Task goal
Going line by line through the entries below, tally those that hold the string "docker". Give only the total.

==*==

PR #5288, opened 2023-12-08
fix mapper framework generate.sh to build image successfully

### LINKED ISSUE #5287: Build mapper image fail
**What happened**:
When we use mapper-framework to generate a mapper project, an error will occur if we directly build the mapper image.
docker

Successfully built mapper image
Execute the make generate command in mapper-framework to generate the mapper project, and then docker build the image in the mapper project

**Environment**:
- KubeEdge version(e.g. `cloudcore --version` and `edgecore --version`): v1.15.0

  - Kernel (e.g. `uname -a`):
  - Others:

  </details>

  - Kernel (e.g. `uname -a`):
  - Others:

  </details>

wbc6080:
**What type of PR is this?**
/kind bug

Fix the mapper generate.sh to successfully build the images refer to #5287 
I tried adding the database dependency package in go.mod of mapper-framework, but when I executed `make verify` at the end, the package I added was automatically removed. It seems that go mod cannot correctly identify the dependency reference under the _template file. So I executed `go mod tidy` in the generate.sh to re-import the database dependencies.
By the way, I also corrected the import order of tdengine.

Fixes #5287 

```release-note

```

### DIFF
--- a/staging/src/github.com/kubeedge/mapper-framework/_template/mapper/data/dbmethod/tdengine/client.go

==*==

Task result
2